■ **Work required**: Scan the records below, and wherever a line has the word "null", pull it out.
** Source data follows **
PR #1644, opened 2023-10-12
feat: Support links and nested items in chart popovers

jperals:
### Description

This PR adds a new API `DetailPopoverSeriesContent` which enables two new features for chart popovers:

1. Arbitrary content for keys and values, in order to support drilldown links to navigate to a different page. This applies to all chart types line, bar, mixed line-bar, pie and donut charts (all chart types except area charts).
1. Nested key-value pairs, to see further breakdown information for a datum of a series. These nested lists of key-value pairs can be either plain lists or expandable. This applies to line, bar and mixed line-bar charts (not to area, pie and donut charts).

Also includes additions to the testing utils API.

API proposal document: `MlKVAmdIvCL8`

### How has this been tested?

- Added unit tests
- Added example dev pages for which visual regression tests will be provided

<details>

#### Correctness

#### Security

#### Testing

</details>

---


src/internal/components/chart-series-details/index.tsx
```diff
@@ -1,49 +1,117 @@
...
+              [styles['with-sub-items']]: subItems?.length,
+              [styles.expandable]: expandable,
             })}
           >
-            <div className={styles.key}>
-              {markerType && color && <ChartSeriesMarker type={markerType} color={color} />}
-              <span>{key}</span>
-            </div>
-            <InternalBox textAlign="right">{value}</InternalBox>
+            {subItems?.length && expandable ? (
```
pan-kot, line 72: not: can this be simplified a bit with introducing more components e.g. <ExpandableItemsGroup subItems={subItems} ... />, <StaticItemsGroup subItems={subItems} ... />?

```
{hasSubItems && expandable ? <ExpandableitemsGroup ... /> : <StaticItemsGroup ... />}
```

src/internal/components/chart-series-details/styles.scss
```diff
@@ -7,10 +7,54 @@
 @use '../../styles/tokens' as awsui;
 @use './motion';
 
+@use '../chart-series-marker/styles' as marker;
+
+@mixin bold {
```
pan-kot, line 12: Do we really need this mixin? It is just one line of code using twice. If it is important to secure the value is in sync a variable can do.

src/internal/components/chart-series-marker/styles.scss
```diff
@@ -6,12 +6,15 @@
 @use '../../styles' as styles;
 @use '../../styles/tokens' as awsui;
 
+$marker-width: 1.4 * styles.$base-size;
+$marker-margin-right: awsui.$space-xxs;
```
pan-kot, line 10: Why the variable for the right margin is needed? (And why there is no variable for the top margin?)

src/line-chart/interfaces.ts
```diff
@@ -24,6 +24,13 @@ export interface LineChartProps<T extends ChartDataTypes>
    * See the usage guidelines for more details.
    */
   emphasizeBaselineAxis?: boolean;
+
+  /**
+   * Specifies custom rendering of the series displayed in the chart popover.
+   * Use this for wrapping keys or values in links, or to display an additional
+   * level of nested items.
+   */
+  detailPopoverSeriesContent?: MixedLineBarChartProps.DetailPopoverSeriesContent<T>;
```
pan-kot, line 33: Can we reuse this via CartesianChartProps? As we don't provide the feature yet for the AreaChart we can exclude it from there with:

```
// Omitting detailPopoverSeriesContent because the feature is not yet supported ...
interface AreaChartProps<T> extends Omit<CartesianChartProps<T>, 'detailPopoverSeriesContent'>{ ... }
```

src/mixed-line-bar-chart/__integ__/announcements.test.ts
```diff
@@ -0,0 +1,72 @@
...
+        const getLabel = () => page.getElementAttribute(bar, 'aria-label');
+        await page.hoverElement(bar);
+        await page.waitForAssertion(async () => {
+          const label = await getLabel();
+          for (const text of alwaysVisibleTexts) {
+            expect(label).toContain(text);
+          }
+          // Collapsed sub-items should not be announced
+          expect(label).toContain(collapsedText);
+          expect(label).not.toContain('[object object]');
```
pan-kot, line 25: Would it be easier and safer to test against the actual value e.g. `expect(label).toBe('....')`

src/test-utils/dom/internal/chart-popover.ts
```diff
@@ -4,6 +4,25 @@ import { ComponentWrapper, ElementWrapper } from '@cloudscape-design/test-utils-
...
+    return this.findByClassName(chartSeriesDetails.key);
+  }
+
+  findValue(): ElementWrapper | null {
+    return this.findByClassName(chartSeriesDetails.value);
+  }
+}
+
+export class ChartPopoverSeriesWrapper extends ChartPopoverSeriesItemWrapper {
+  findSubItems(): Array<ChartPopoverSeriesItemWrapper> {
```
pan-kot, line 20: 1. Do we really need to differentiate between items and sub-items in test utils?
2. Would it make sense to add utils like getItemByIndex(index) or getItemByTitle(title)?

src/bar-chart/__tests__/chart-series-details.test.tsx
```diff
@@ -0,0 +1,50 @@
...
+const series = [barSeries, thresholdSeries];
+
+function renderChart(props: Omit<BarChartProps<string>, 'series'>) {
+  const { container } = render(<BarChart {...props} series={series} />);
+  return {
+    wrapper: new BarChartWrapper(container),
+  };
+}
+
+testChartSeriesDetails({ renderChart });
```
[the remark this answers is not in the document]
jperals: From the customer perspective they are different components, and we have the behavior unified in the mixed line-bar chart but that is a matter of internal implementation, there could always be divergences so I feel better testing the feature in all of them.

src/test-utils/dom/internal/chart-popover.ts
jperals: The testing utils were part of the API review so I would prefer to not deviate unless having a strong reason. To the specific questions:

1. I see a clear hierarchy between top-level items, which represent actual series displayed in the graph, and their sub-items, which are arbitrarily defined by the customers, so I think an API that reflects that makes sense. And consider the case where sub-items are expandable, it's not clear how a flat-list approach should work (should all items always be returned? If not, should the results update and the indices change when expanding/collapsing?) and it would be more confusing IMO.
2. Regarding `getItemByIndex`, you can already access the items by index in unit tests or use `.get(0)` in integration tests, so would it bring much? Regarding `getItemByTitle`, maybe it wouldn't hurt, but I'm not sure iI would add it before having specific data about its need.

src/mixed-line-bar-chart/__integ__/announcements.test.ts
jperals: Refined the test a bit [here](https://github.com/cloudscape-design/components/pull/1644/commits/7c8c1496906031dec36a1076d338a94be7ba5ff3), added a few more texts and using `toBe` once in line 44. However, the reason to use `toContain` is basically the expand/collapse functionality: when expanding, sub-items are inserted just after their parent and not at the end, so I need to be able compose by picking and choosing elements.

src/expandable-section/expandable-section-header.tsx
```diff
@@ -190,12 +188,19 @@ const ExpandableHeaderTextWrapper = ({
...
         <>
-          <HeadingTag
-            className={clsx(styles['header-wrapper'], headingTagListeners && styles['click-target'])}
-            {...headingTagListeners}
-          >
-            {headerButton}
-          </HeadingTag>
+          {variant === 'compact' ? (
+            <div className={clsx(styles['header-wrapper'], styles['header-wrapper-compact'])}>
+              <HeadingTag className={styles['click-target']}>{headerButton}</HeadingTag>
```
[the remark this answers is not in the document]
jperals: Because we only want the key to be clickable and not the value, whereas the default and footer variants today make the entire header wrapper clickable, although this is something we want to change in the future (see doc: `7SZJAvbhbznX`). When that happens, this code will be a bit simpler. For now, I have refactored this is a bit further, so hopefully it's a bit more clear.

src/expandable-section/expandable-section-header.tsx
```diff
@@ -190,12 +188,19 @@ const ExpandableHeaderTextWrapper = ({
...
+              {headerActions}
```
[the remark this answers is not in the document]
jperals: I have refactored this and now the condition does not depend on whether the variant is `compact` but on whether actions are present and supported for the variant. This also brings us closer to support actions for default and footer variants (AWSUI-21326) and when that happens this can be unified.

Although the slot is called `headerActions`, I think using it for other elements is OK, and this is less confusing or forced than other options I can think of. Note that `headerText` is a string-only prop and the ReactNode `header` prop is deprecated.

src/internal/components/chart-series-details/index.tsx
```diff
@@ -1,49 +1,117 @@
...
   const baseProps = getBaseProps(restProps);
   const className = clsx(baseProps.className, styles.root);
+  const detailsRef = useRef<HTMLDivElement | null>(null);
+
+  // Once the component has rendered, pass its content in plain text
+  // so that it can be used by screen readers.
+  useEffect(() => {
+    if (setPopoverText) {
+      if (detailsRef.current) {
+        setPopoverText(getSeriesDetailsText(detailsRef.current));
```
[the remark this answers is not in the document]
jperals: Almost but it doesn't add commas and screen readers read everything as one sentence without stopping. JAWS, NVDA and VoiceOcer all briefly pause when a comma is found, see [here](https://www.deque.com/blog/dont-screen-readers-read-whats-screen-part-1-punctuation-typographic-symbols/#:~:text=The%20house%20is%20green%2C%20red%2C%20and%20orange.), and since the current approach adds commas between key-value pairs, this would be a regression, even if a small one.

src/internal/components/chart-series-details/index.tsx
```diff
@@ -1,49 +1,117 @@
...
   color?: string;
   isDimmed?: boolean;
+  subItems?: ReadonlyArray<ChartDetailPair>;
+  expandable?: boolean;
 }
+export type ExpandedStates = Record<number, boolean>;
 
 export interface ChartSeriesDetailsProps extends BaseComponentProps {
   details: ReadonlyArray<ChartSeriesDetailItem>;
+  expandedStates?: ExpandedStates;
```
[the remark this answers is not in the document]
jperals: This has to be defined outside because we want to keep the expanded state of each expandable series of each X coordinate independently, and otherwise the state would be lost when closing and therefore unmounting the popover. And it needs to be optional because this component is used by all charts but the feature is not supported by area or pie charts.

src/internal/components/chart-series-details/index.tsx
```diff
@@ -1,49 +1,117 @@
...
+}
 
 export interface ChartSeriesDetailItem extends ChartDetailPair {
   markerType?: ChartSeriesMarkerType;
   color?: string;
   isDimmed?: boolean;
+  subItems?: ReadonlyArray<ChartDetailPair>;
+  expandable?: boolean;
 }
+export type ExpandedStates = Record<number, boolean>;
```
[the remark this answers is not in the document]
jperals: Switched to a Set [here](https://github.com/cloudscape-design/components/pull/1644/commits/eed080b6d937174b80c34e58d76c62482fd5aca7), thanks for the suggestion.

src/internal/components/chart-series-marker/styles.scss
jperals: I'm using them in ChartSeriesDetails, [here](https://github.com/cloudscape-design/components/pull/1644/files/a9ad08dfb8e982f84e72ba623f1ac1b049857d78#diff-759e11b0626a727a2deb0cfbe10103be7c565cffc8194fb3cb06a189920601b7R48), to make sure non-expandable sub-items are left-aligned with their parents.

src/internal/components/chart-series-details/index.tsx
jperals: Refactored [here](https://github.com/cloudscape-design/components/pull/1644/commits/42cb7b1cb1f3834d85fbd5b0bad23f7cd9222143)

src/internal/components/chart-series-details/styles.scss
jperals: Replaced by a variable [here](https://github.com/cloudscape-design/components/pull/1644/commits/2bd0f79899478e2344440aceb9589caa92aaddd5)

src/__tests__/__snapshots__/documenter.test.ts.snap
```diff
@@ -2156,6 +2156,25 @@ Do not use \`ariaLabel\` and \`ariaLabelledby\` at the same time.",
...
     },
+    Object {
+      "description": "Specifies customization of the content displayed in the chart popover.
+Use this for wrapping keys or values in links, or to display an additional
+level of nested items.",
+      "inlineType": Object {
+        "name": "MixedLineBarChartProps.DetailPopoverSeriesContent",
+        "parameters": Array [
+          Object {
+            "name": "__namedParameters",
```
just-boris, line 2167: Is this really expected to print it on our API documentation like this?

src/expandable-section/expandable-section-header.tsx
```diff
@@ -183,19 +182,29 @@ const ExpandableHeaderTextWrapper = ({
...
         <>
-          <HeadingTag
-            className={clsx(styles['header-wrapper'], headingTagListeners && styles['click-target'])}
-            {...headingTagListeners}
-          >
-            {headerButton}
-          </HeadingTag>
+          {actions ? (
+            <div className={clsx(styles['header-wrapper'], styles['header-wrapper-with-actions'])}>
+              <HeadingTag className={styles['click-target']} {...headingTagListeners}>
```
just-boris, line 194: Why is the `click-target` class added here without conditions but in the same code below it has a condition: `headingTagListeners && styles['click-target']`

Is there a potential for a bug? Any chances to reduce duplicated code?

src/internal/components/chart-series-details/index.tsx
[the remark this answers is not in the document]
just-boris: Such details need to be incapsulated in shared utility components. There is nothing chart specific, so our utility component should be responsible for that.

Do not add a tech debt by doing a custom version of some typical operation.

src/mixed-line-bar-chart/__integ__/detail-popover-series-content.test.ts
```diff
@@ -0,0 +1,65 @@
...
+describe('Detail popover series content', () => {
+  describe('keeps expanded state independently for every datum', () => {
+    test.each(['hover', 'click'])('on %s', interaction =>
+      setupTest('#/light/mixed-line-bar-chart/drilldown?expandableSubItems=true', async page => {
+        const textUnderFirstExpandableSection = 'AWS Config';
+        const textUnderSecondExpandableSection = 'Amazon Elastic Container Service';
+        const wrapper = createWrapper().findMixedLineBarChart();
+        let currentIndex: number | undefined;
+
+        const goToDatum = (index: number, interaction: string) => {
```
just-boris, line 15: Why does this code not follow our standard practices of creating a sub class for the base page object with page specific interaction methods?

src/mixed-line-bar-chart/__integ__/detail-popover-series-content.test.ts
```diff
@@ -0,0 +1,65 @@
...
+          const barGroup = wrapper.findBarGroups().get(index).toSelector();
+          if (interaction === 'hover') {
+            return page.hoverElement(barGroup);
+          } else {
+            // If a popover was pinned, we need to unpin it before pinning another one.
+            if (currentIndex) {
```
just-boris, line 21: Looking at this triple-nested code I am wondering if this code needs to have a test on a test. 

Any chances to simplify this code?

src/mixed-line-bar-chart/__integ__/detail-popover-series-content.test.ts
```diff
@@ -0,0 +1,65 @@
...
+            // intercepts the click and this is seen by Webdriver as an error and thrown as such, although it works for us
+            // (the component manages the event accordingly as coming from the corresponding bar group).
+            return page.buttonDownOnElement(barGroup);
+          }
+        };
+        const getPopoverHeaderText = () => page.getText(wrapper.findDetailPopover().findHeader().toSelector());
+        const getKeyValuePairsText = async () =>
+          (await page.getElementsText(wrapper.findDetailPopover().findSeries().toSelector())).join('\n');
+
+        page.setWindowSize({ width: 900, height: 800 });
```
just-boris, line 35: Missing await?

src/mixed-line-bar-chart/chart-popover.tsx
```diff
@@ -65,7 +68,26 @@ function MixedChartPopover<T extends ChartDataTypes>(
...
               onBlur={onBlur}
             >
-              <ChartSeriesDetails details={highlightDetails.details} />
+              <ChartSeriesDetails
+                key={highlightDetails.position}
+                details={highlightDetails.details}
+                setPopoverText={setPopoverText}
+                expandedSeries={expandedSeries[highlightDetails.position]}
+                setExpandedState={(index, isExpanded) =>
+                  setExpandedSeries(oldState => {
```
just-boris, line 77: Why are there no tests?

src/expandable-section/interfaces.ts
```diff
@@ -12,6 +12,8 @@ export namespace ExpandableSectionProps {
   export type HeadingTag = 'h1' | 'h2' | 'h3' | 'h4' | 'h5';
 }
 
+export type InternalVariant = ExpandableSectionProps.Variant | 'compact';
```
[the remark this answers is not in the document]
jperals: Discussed with the designer and the project team, the use case we see is this one which is supported via this API, and we don't currently see the need to support this variant standalone. We see a possibility that this variant could make sense to use in popovers, but we don't have enough data today to support that and we prefer to go for the two-day door option which is to keep the variant internal.

src/__tests__/__snapshots__/documenter.test.ts.snap
jperals: Thanks for spotting this. Refactored the interface to fix this [here](https://github.com/cloudscape-design/components/pull/1644/commits/8216ba7eddbb632e53666f6d770a2387a39e3fb3).

Note: unfortunately we don't currently have a way to show all the named parameters in the API documentation, instead we show the single parent parameter. A similar example of this is the `renderAriaLive` function of the Table component, see https://cloudscape.design/components/table/?tabId=api#properties

src/expandable-section/expandable-section-header.tsx
jperals: Refactored [here](https://github.com/cloudscape-design/components/pull/1644/commits/db54fea422a9bc0f6ae136b85905c5b659dfb85b), with the caveat that now there is an unconditional wrapping div even if there is nothing in the actions slot, but I guess the benefit of code simplicity overrules this?

src/mixed-line-bar-chart/__integ__/detail-popover-series-content.test.ts
jperals: Refactored [here](https://github.com/cloudscape-design/components/pull/1644/commits/3c067a09fbaca7e4e237a5c75e419b75cd4b3138)

src/mixed-line-bar-chart/__integ__/detail-popover-series-content.test.ts
jperals: Hopefully it is better to understand after the refactoring I mentioned above? [3c067a0](https://github.com/cloudscape-design/components/pull/1644/commits/3c067a09fbaca7e4e237a5c75e419b75cd4b3138)

src/mixed-line-bar-chart/__integ__/detail-popover-series-content.test.ts
jperals: Thanks for spotting, handled also in the commit mentioned above. [3c067a0](https://github.com/cloudscape-design/components/pull/1644/commits/3c067a09fbaca7e4e237a5c75e419b75cd4b3138)

src/mixed-line-bar-chart/chart-popover.tsx
jperals: Thanks, same as above, handled in [3c067a0](https://github.com/cloudscape-design/components/pull/1644/commits/3c067a09fbaca7e4e237a5c75e419b75cd4b3138)

src/mixed-line-bar-chart/__integ__/detail-popover-series-content.test.ts
```diff
@@ -0,0 +1,65 @@
...
+        let currentIndex: number | undefined;
+
+        const goToDatum = (index: number, interaction: string) => {
+          const barGroup = wrapper.findBarGroups().get(index).toSelector();
+          if (interaction === 'hover') {
+            return page.hoverElement(barGroup);
+          } else {
+            // If a popover was pinned, we need to unpin it before pinning another one.
+            if (currentIndex) {
+              page.click(wrapper.findDetailPopover().findDismissButton().toSelector());
```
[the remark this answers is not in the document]
jperals: Thanks, same as above, handled in [3c067a0](https://github.com/cloudscape-design/components/pull/1644/commits/3c067a09fbaca7e4e237a5c75e419b75cd4b3138)

src/mixed-line-bar-chart/chart-popover.tsx
jperals: Added unit test coverage [here](https://github.com/cloudscape-design/components/pull/1644/files#diff-cf210ece79a3b18b604dcbb61742c9c3daaa12afd61ac6d8720af4b917efcb4aR105).

Also covered with integration tests including hover behavior [here](https://github.com/cloudscape-design/components/pull/1644/files#diff-8193a37686e2c08dc27e3187fa2e6d21748c49c8412f28e7506fd808e06fe69aR41).

pages/line-chart/drilldown.page.tsx
```diff
@@ -0,0 +1,211 @@
+// Copyright Amazon.com, Inc. or its affiliates. All Rights Reserved.
```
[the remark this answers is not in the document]
pan-kot: I do think that different scenarios must be considered like lines only or bars only - I would just scope those to the component where the feature is actually implemented.

src/bar-chart/__tests__/chart-series-details.test.tsx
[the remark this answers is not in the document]
pan-kot: On the other hand, everything possible with line- and bar- chart is also possible with the mixed chart, so it must be covered accordingly. If the mixed chart includes all scenarios then duplicating those in the different charts sounds unnecessary. I would only keep there tests that are relevant for the logic that is exclusive, e.g. test if the properties are propagated or that a chart-specific dev warning is fired. Should we add more exclusive features we should define new tests for those.

src/mixed-line-bar-chart/__tests__/test-chart-series-details.tsx
```diff
@@ -0,0 +1,229 @@
...
+          detailPopoverSeriesContent: ({ series, y }) => ({
+            key: <Link>{series.title}</Link>,
+            value: <Link>{y}</Link>,
+          }),
+        });
+
+        wrapper.findApplication()!.focus();
+        expect(warnOnce).toHaveBeenCalledWith(
+          'MixedLineBarChart',
+          'Use a ReactNode for the key or the value of a series, but not for both'
```
pan-kot, line 224: This might require additional explanation. The intention is to disallow links on both sides, but the ReactNode does not necessarily mean a link.

src/mixed-line-bar-chart/chart-container.tsx
```diff
@@ -372,6 +376,13 @@ export default function ChartContainer<T extends ChartDataTypes>({
       if (isPopoverPinned) {
         dismissPopover();
       } else {
+        // If the focus is on the document body when pinning the popover,
+        // Safari will focus any interactive element that may exist inside the popover body
+        // right *after* we focus the dismiss button.
+        // We prevent this here by focusing the chart plot before pinning the popover.
+        // For the purpose of this workaround, we could focus anything except the document body
+        // --the focus will move to the dismiss button once the popover appears in the next frame, anyway.
+        plotRef.current?.focusApplication();
```
pan-kot, line 385: Is there any reference why Safari does that? Can we do this change as a separate PR (we do already allow interactive content in the popover so the fix makes sense on its own it seems)?

src/internal/components/chart-series-details/index.tsx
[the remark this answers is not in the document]
jperals: `getSeriesDetailsText` is chart-specific. On the other hand, I'm thinking that it might make sense to make a separate PR with the changes related to live region from this PR and #1751, and unify how cartesian charts and pie charts generate its content.

src/popover/container.tsx
```diff
@@ -7,7 +7,7 @@ import { useResizeObserver } from '@cloudscape-design/component-toolkit/internal
```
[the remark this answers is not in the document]
jperals: I'll give this a try.

src/mixed-line-bar-chart/chart-popover.tsx
pan-kot: If I get this correctly, the expandedSeries keeps expanded states per X coordinate and series, like:

```
{
  'x=1': Set(0),
  'x=2': Set(),
  'x=3': Set(1) 
}
```

In the above example, the x=1, x=2, and x=3 are visited X coordinates and 0 and 1 are expanded series. Series 0 is expanded for x=1 only and series 1 is expanded for x=3 only.

I have two questions therefore:
1. Why do we decide to keep expanded state per x coordinate at all? When I drill-down on different coordinates it might not be very intuitive as of why sometimes a series is expanded.
2. What happens if the data is refreshed after the visit? The X coordinates are less concerning because those are tracked by formatted values. However, the series are tracked by indices. If the series order or structure change the state might not longer stay valid. This can easily happen if the series are filtered out with the default filter.

src/popover/container.tsx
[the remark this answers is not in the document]
jperals: Published PR: #1756, and removed those changes from this PR.

src/mixed-line-bar-chart/chart-popover.tsx
jperals: Thanks for the detailed feedback. To your questions:
1. This was the outcome after discussing with design. Personally I don't have a strong opinion.
2. Changed to use series title as discussed offline.

src/mixed-line-bar-chart/__tests__/test-chart-series-details.tsx
jperals: Done in [3c330ad](https://github.com/cloudscape-design/components/pull/1644/commits/3c330adc6f9a0204174c570c4693dc758977d55a).

src/mixed-line-bar-chart/chart-container.tsx
jperals: Opened a separate PR: https://github.com/cloudscape-design/components/pull/1784 and removed these changes from this one.

src/internal/components/chart-series-details/index.tsx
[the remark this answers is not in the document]
pan-kot: It might be a general improvement to the live region, not specific to charts. Say, if the passed html includes a list we can separate the entries with commas automatically instead of taking textContent from the entire thing.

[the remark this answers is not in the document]
jperals: One problem with lists is that they can be nested, and the `innerText` of the parent already includes the `innerText` of each child.

In order to overcome this here, I am using this specific selector in `getSeriesDetailsText`:

```
`.${styles.announced},.${expandabeleSectionHeaderStyles.header}`
```
where the `styles.announced` class is applied to all key-value pairs except to the ones of top-level items which have expandable sub-items. For these ones, `expandabeleSectionHeaderStyles.header` is used. I can't just add a wrapper around the `ExpandableSection` component because this would also include the children, so I would still have the same problem.

I think one way that such abstraction could work is by either passing either a selector or a list of elements to the function. WDYT?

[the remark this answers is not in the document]
pan-kot: Let's decouple this problem. I created a test page to visualise/test how live region extracts content: https://github.com/cloudscape-design/components/pull/1790

Let's use it with your example and try to get the desired announcement. We can either insert the invisible text (e.g. commas) to the list or modify the `extractInnerText` helper to analyse the nodes and make format the extracted content the way we want.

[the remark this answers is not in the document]
jperals: Note that this extracted value is not only used for live region but also for aria labels: [here](https://github.com/cloudscape-design/components/blob/00f52848e1a195893f817f619d0c9995de95e9ae/src/mixed-line-bar-chart/chart-container.tsx#L602) and [here](https://github.com/cloudscape-design/components/blob/00f52848e1a195893f817f619d0c9995de95e9ae/src/mixed-line-bar-chart/chart-container.tsx#L610). So I don't think this can be encapsulated in the live region. What we can do is make this function more generic as mentioned above, and let all charts use it (right now pie and donut charts don't, and use a different approach).

src/mixed-line-bar-chart/format-highlighted.ts
```diff
@@ -56,11 +71,40 @@ function getSeriesDetail<T>(internalSeries: InternalChartSeries<T>, targetX: T):
   if (isDataSeries(series)) {
     for (const datum of series.data) {
       if (matchesX(targetX, datum.x)) {
+        const customContent = detailPopoverSeriesContent
+          ? detailPopoverSeriesContent({ series, x: targetX, y: datum.y })
+          : undefined;
+        const hasSubItems = !!customContent?.subItems?.length;
+        const isExpandable = customContent?.expandable && hasSubItems;
+        const isKeyString = typeof customContent?.key === 'string';
+        const key = customContent?.key && (!isExpandable || isKeyString) ? customContent.key : series.title;
```
pan-kot, line 80: Can we just use the series title? What is the point in trying for the content key first?

pan-kot: But what do we lose if we just use the series.title?

jperals: This is passed to render the popover details, so we would lose the ability to render links in the key of the key-value pairs. Similar with `customContent.value` which contains the ReactNode value if `detailPopoverSeriesContent` was provided.

pan-kot: ah, got it now - thanks!

pan-kot (approved):

src/bar-chart/interfaces.ts
```diff
@@ -30,12 +29,6 @@ export interface BarChartProps<T extends ChartDataTypes>
    */
   horizontalBars?: boolean;
 
-  /**
-   * When set to `true`, adds a visual emphasis on the zero baseline axis.
-   * See the usage guidelines for more details.
-   */
-  emphasizeBaselineAxis?: boolean;
```
jperals, line 37: Moved to the new `CommonMixedChartProps` interface which contains the props from the mixed chart that are also shared by both line and bar charts. Those props are currently `emphasizeBaselineAxis` and `detailPopoverSeriesContent`.

pan-kot (approved):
** End of Source data **
■ **Response**:
+  findValue(): ElementWrapper | null {
+  const detailsRef = useRef<HTMLDivElement | null>(null);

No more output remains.